Nagrałeś też świetny kawałek z Łajzolem, który miał swoją premierę kilka dni temu. Jaka historia kryje się za tą współpracą?

Paweł napisał do mnie zeszłego lata i zaprosił do pracy, bo od pewnego czasu mieszka w Bielsku. Świetna przygoda i wspaniały człowiek. Najpierw się spotykaliśmy, szukaliśmy brzmienia, tematu, poznaliśmy się trochę. Kiedy trafiliśmy na Returnersów, to już poszło z górki. Długo można powiedzieć „kisił” ten utwór (śmiech), ale mamy wiosnę za rogiem, więc ponownie perfect timing.

Czy Twoja nawijka w tym utworze jest swoistym hołdem dla, ukłonem w stronę Paktofoniki? Jak odpaliłam ten kawałek po raz pierwszy, to gdy tylko wjechałeś ze swoją częścią, pomyślałam sobie „OMG, ale ogień, asthma jak Fokus w najlepszych czasach Paktofoniki”. I z tego, co się orientuję, nie ja jedna mam takie skojarzenie.

Szczerze mówiąc, totalnie nie miałem tego w planie, dzień przed nagrywaniem popłynąłem na voyage i o 8 rano pojechałem do Bielska z Krakowa. W pół godziny nagrałem całą zwrotkę, bo głos, mój personalny feeling z klimatem utworu od razu się połączył. Łajzol wspomniał o Fokusie przy odsłuchu i pomyślałem: ,,może faktycznie”. Niemniej jednak odbieram porównanie do Smoka jako komplement.

Doszły mnie też słuchy, że zgłosił się do Ciebie również Jarek Ważny… Czy to oznacza, że weźmiesz udział w projekcie Jarka, Janusza Zdunka i Radka Łukasiewicza – „Polskie Znaki”?

Wszystkiego Madziu nie zdradzę, choć bardzo Cię lubię (śmiech).

A masz jakieś wymarzone współprace, które w bliższej lub dalszej perspektywie chciałbyś zrealizować?

Bardzo chętnie nagrałbym coś z Belmondo. Z Fiszem chętnie też zrobiłbym jakiś utwór. To jeśli chodzi o nasze podwórko. A jeśli możemy zahaczyć o zagraniczne, bo w sumie czemu nie, pomarzyć zawsze można, to chciałbym coś nagrać ze slowthaiem, no i oczywiście z Public Enemy.

Życzę Ci tego z całego serca! A jakie masz plany na 2022?

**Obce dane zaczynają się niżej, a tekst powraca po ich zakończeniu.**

Issue #1669, opened 2023-09-27
[BUG] `tileSize` parameter is broken


bramp:
### What is the bug?

The TileProvider(tileSize: ) argument does not seem to produce desired maps when set to a value different than 256.

[JaffaKetchup](https://github.com/JaffaKetchup) did testing in https://github.com/fleaflet/flutter_map/pull/1668#issuecomment-1738056062 here are the appropriate screenshots that show the issues:

![0101](https://github.com/fleaflet/flutter_map/assets/160627/7880185e-d65a-4053-b1eb-35b862a16099)
![0100](https://github.com/fleaflet/flutter_map/assets/160627/95e6a742-aeeb-4630-adfa-2ca115a5bc02)

These maps are all meant to be centered on England, and you can see that wrapping around the global does not work correctly.

If we also look at MapBox's Static API, a [512 tile](https://api.mapbox.com/styles/v1/mapbox/satellite-v9/tiles/256/5/15/10?access_token=pk.eyJ1IjoiYnJhbXAiLCJhIjoiY2o4b3NnamZnMDhoMjMzcno4M3JrNm4wMSJ9.R8ove2k7wvRVVdEnlTUu4A), is the same as the [256 tile](https://api.mapbox.com/styles/v1/mapbox/satellite-v9/tiles/512/5/15/10?access_token=pk.eyJ1IjoiYnJhbXAiLCJhIjoiY2o4b3NnamZnMDhoMjMzcno4M3JrNm4wMSJ9.R8ove2k7wvRVVdEnlTUu4A) with the same x, y and z, just at a higher resolution. 

### How can we reproduce it?

Checkout the example Retina/TileSize page: https://github.com/fleaflet/flutter_map/pull/1668 or create a map with

```dart
TileLayer(
   tileSize: 512
)
```

### Do you have a potential solution?

Sorry no.

### Platforms

Chrome

### Severity

Erroneous: Prevents normal functioning and causes errors in the console

JaffaKetchup:
Just to note, they are not all necessarily supposed to be centered on England. However, when changing the FM tile size setting, the map does just 'jump' to a different location, which is incorrect.

V3ntus:
Having this issue as well. Another thing is that this changes where markers or polylines for example are rendered. When using a 512 tile server and setting the `tileSize` to 512, my polylines are rendered in the middle of a sea:
[...]

PR #1853, opened 2024-03-13
Tile rendering migration to CustomPainter

ReinisSprogis:
Overview
This pull request introduces a significant optimization to the map rendering process within the Flutter map. By migrating the rendering of map tiles from a Stack widget with Positioned children to a CustomPainter implementation, was achieved a remarkable improvement in performance. Initial tests demonstrate up to a 50% reduction in CPU load, leading to a smoother user experience even without the use of debouncers.

Changes Made
Map Tile Rendering: Transitioned from using Stack and Positioned widgets for displaying map tiles to drawing them directly in a CustomPainter. This approach leverages the same parameters previously used for the Stack implementation, ensuring a straightforward migration with minimal adjustments required.

Next Steps
While the initial experiment has yielded positive results, I recognize the importance of comprehensive testing and validation. The next steps will involve:

Extended Testing: Conducting a broader range of tests to validate performance improvements across various devices and use cases.
Code Review and Refinement: Get feedback from the team to refine the implementation and address any potential issues or improvements.
Documentation: Updating relevant documentation to reflect the new map rendering approach and guide future development.

### DIFF
--- a/lib/src/layer/tile_layer/tile.dart
+++ b/lib/src/layer/tile_layer/tile.dart
@@ -4,6 +4,7 @@ import 'package:flutter/widgets.dart';
 import 'package:flutter_map/flutter_map.dart';
 
 /// The widget for a single tile used for the [TileLayer].
+@Deprecated('Use TileModel instead')
 @immutable
 class Tile extends StatefulWidget {
   /// [TileImage] is the model class that contains meta data for the Tile image.
--- a/lib/src/layer/tile_layer/tile_model.dart
+++ b/lib/src/layer/tile_layer/tile_model.dart
@@ -1,0 +1,36 @@
+import 'dart:math';
+import 'package:flutter/widgets.dart';
+import 'package:flutter_map/src/layer/tile_layer/tile_builder.dart';
+import 'package:flutter_map/src/layer/tile_layer/tile_image.dart';
+
+/// The widget for a single tile used for the [TileLayer].
+/// This replaces the `Tile` widget in the `flutter_map` package making it deprecated.
+/// Previously the `Tile` widget was a `StatefulWidget`. That is not needed with rendering tiles in Canvas.
+class TileModel {
+  /// [TileImage] is the model class that contains meta data for the Tile image.
+  final TileImage tileImage;
+
+  /// The [TileBuilder] is a reference to the [TileLayer]'s
+  /// [TileLayer.tileBuilder].
+  final TileBuilder? tileBuilder;
+
+  /// The tile size for the given scale of the map.
+  final double scaledTileSize;
+
+  /// Reference to the offset of the top-left corner of the bounding rectangle
+  /// of the [MapCamera]. The origin will not equal the offset of the top-left
+  /// visible pixel when the map is rotated.
+  final Point<double> currentPixelOrigin;
+
+  /// The key for the tile.
+  /// I think this is needed to keep track of the tiles and prune them when they are not needed.
+  final ObjectKey key;
+
+  /// Creates a new instance of [Tile].
+  const TileModel(
+      {required this.scaledTileSize,
+      required this.currentPixelOrigin,
+      required this.tileImage,
+      required this.tileBuilder,
+      required this.key});
+}
--- a/lib/src/layer/tile_layer/tile_painter.dart
+++ b/lib/src/layer/tile_layer/tile_painter.dart
@@ -1,0 +1,45 @@
+import 'dart:ui' as ui;
+import 'package:flutter/rendering.dart';
+import 'package:flutter_map/src/layer/tile_layer/tile_model.dart';
+
+///Draws the tile images on the canvas.
+class TilePainter extends CustomPainter {
+  /// The list of tile models.
+  List<TileModel> tiles;
+
+  /// Constructs a `TilePainter` with the given list of `TileModel` objects.
+  TilePainter({required this.tiles});
+
+  @override
+  void paint(Canvas canvas, Size size) {
+    for (final tile in tiles) {
+      //Simplify tile positions and sizes
+      final double left = tile.tileImage.coordinates.x * tile.scaledTileSize -
+          tile.currentPixelOrigin.x;
+      final double top = tile.tileImage.coordinates.y * tile.scaledTileSize -
+          tile.currentPixelOrigin.y;
+      final double width = tile.scaledTileSize;
+      final double height = tile.scaledTileSize;
+      //Draw tiles if they have an image
+      if (tile.tileImage.imageInfo != null) {
+        final ui.Image image = tile.tileImage.imageInfo!.image;
+        final Paint paint = Paint();
+        paint.isAntiAlias = true;
+        paint.filterQuality = FilterQuality
+            .high; //Can be made configurable to reduce quality and get more performance.
+        canvas.drawImageRect(
+          image,
+          Rect.fromLTWH(0, 0, image.width.toDouble(),
+              image.height.toDouble()), // Source rectangle
+          Rect.fromLTWH(left, top, width, height), // Destination rectangle
+          paint,
+        );
+      }
+    }
+  }
+
+  @override
+  bool shouldRepaint(covariant TilePainter oldDelegate) {
+    return oldDelegate.tiles != tiles;
+  }
+}


lib/src/layer/tile_layer/tile_painter.dart
```diff
@@ -0,0 +1,45 @@
...
+  @override
+  void paint(Canvas canvas, Size size) {
+    for (final tile in tiles) {
+      //Simplify tile positions and sizes
+      final double left = tile.tileImage.coordinates.x * tile.scaledTileSize -
+          tile.currentPixelOrigin.x;
+      final double top = tile.tileImage.coordinates.y * tile.scaledTileSize -
+          tile.currentPixelOrigin.y;
+      final double width = tile.scaledTileSize;
+      final double height = tile.scaledTileSize;
```
Alexays, line 22: Can be moved to the if scope to avoid useless compute if imageInfo is null.

ReinisSprogis: Thanks! Well spotted. I adjusted for that.

ReinisSprogis:
By experimenting with Painter I found some problem. It seems like there are sub pixel gap between tiles. I tried to scale each tile by slight amount to get rid of gap, but realized that this is not a good approach. Minimum scale I could apply to get rid of gaps was to scale it by 1.002. But that means on 1000 kilometers error would be 2 kilometers. These gaps is very noticeable on dark theme map and minimally noticeable on light map. I believe this is due to some floating point rounding error. But I am sure it's something we can overcome. 
visible grid
tile gaps

bramp:
These gaps are a known issue with Flutter, see
* https://github.com/flame-engine/flame/issues/1152
* https://github.com/flutter/flutter/issues/137946
* https://github.com/flutter/engine/pull/35981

Najpierw trasa – od końca lutego do początku kwietnia. To najważniejsze wyzwanie na pierwszą część roku – gramy w powiększonym składzie, z żywymi instrumentami i specjalnie przygotowanymi wizualizacjami. A co do dalszych planów – chodzą mi po głowie pewne pomysły, chciałbym, żeby to, co robię, rozwidliło się na jeszcze jeden segment, ale to będzie już inny rodzaj grania… Na razie jednak nie mogę nic więcej powiedzieć. Jeśli chodzi natomiast o projekty hip-hopowe, to pracuję już nad następnymi. Nowa płyta będzie zatytułowana „nowe życie”. Ale kiedy będą pierwsze single – nie wiem dokładnie, nie robię sobie z tym ciśnienia. Celujemy w ten rok, to na pewno, i pewnie wcześniej niż zima.

No trzeba przyznać, że miałeś dość intensywny ostatni rok, więc rozumiem, jak najbardziej. Trzeba dać sobie chwilę oddechu, żeby się nie zamęczyć albo żeby się nie wypalić, nie wiadomo w sumie, co gorsze…

No zdarzyło mi się to ostatnie właśnie, w ciągu ostatnich miesięcy, bardzo dużo się wydarzyło i osiągnąłem chyba taki swój punkt kulminacyjny… Ale już jest lepiej. Tak jak rozmawialiśmy rok temu i zaraz po tym zacząłem pracę nad Manifestem, to tak dzisiaj napisałem pierwszy kawałek na drugą płytę.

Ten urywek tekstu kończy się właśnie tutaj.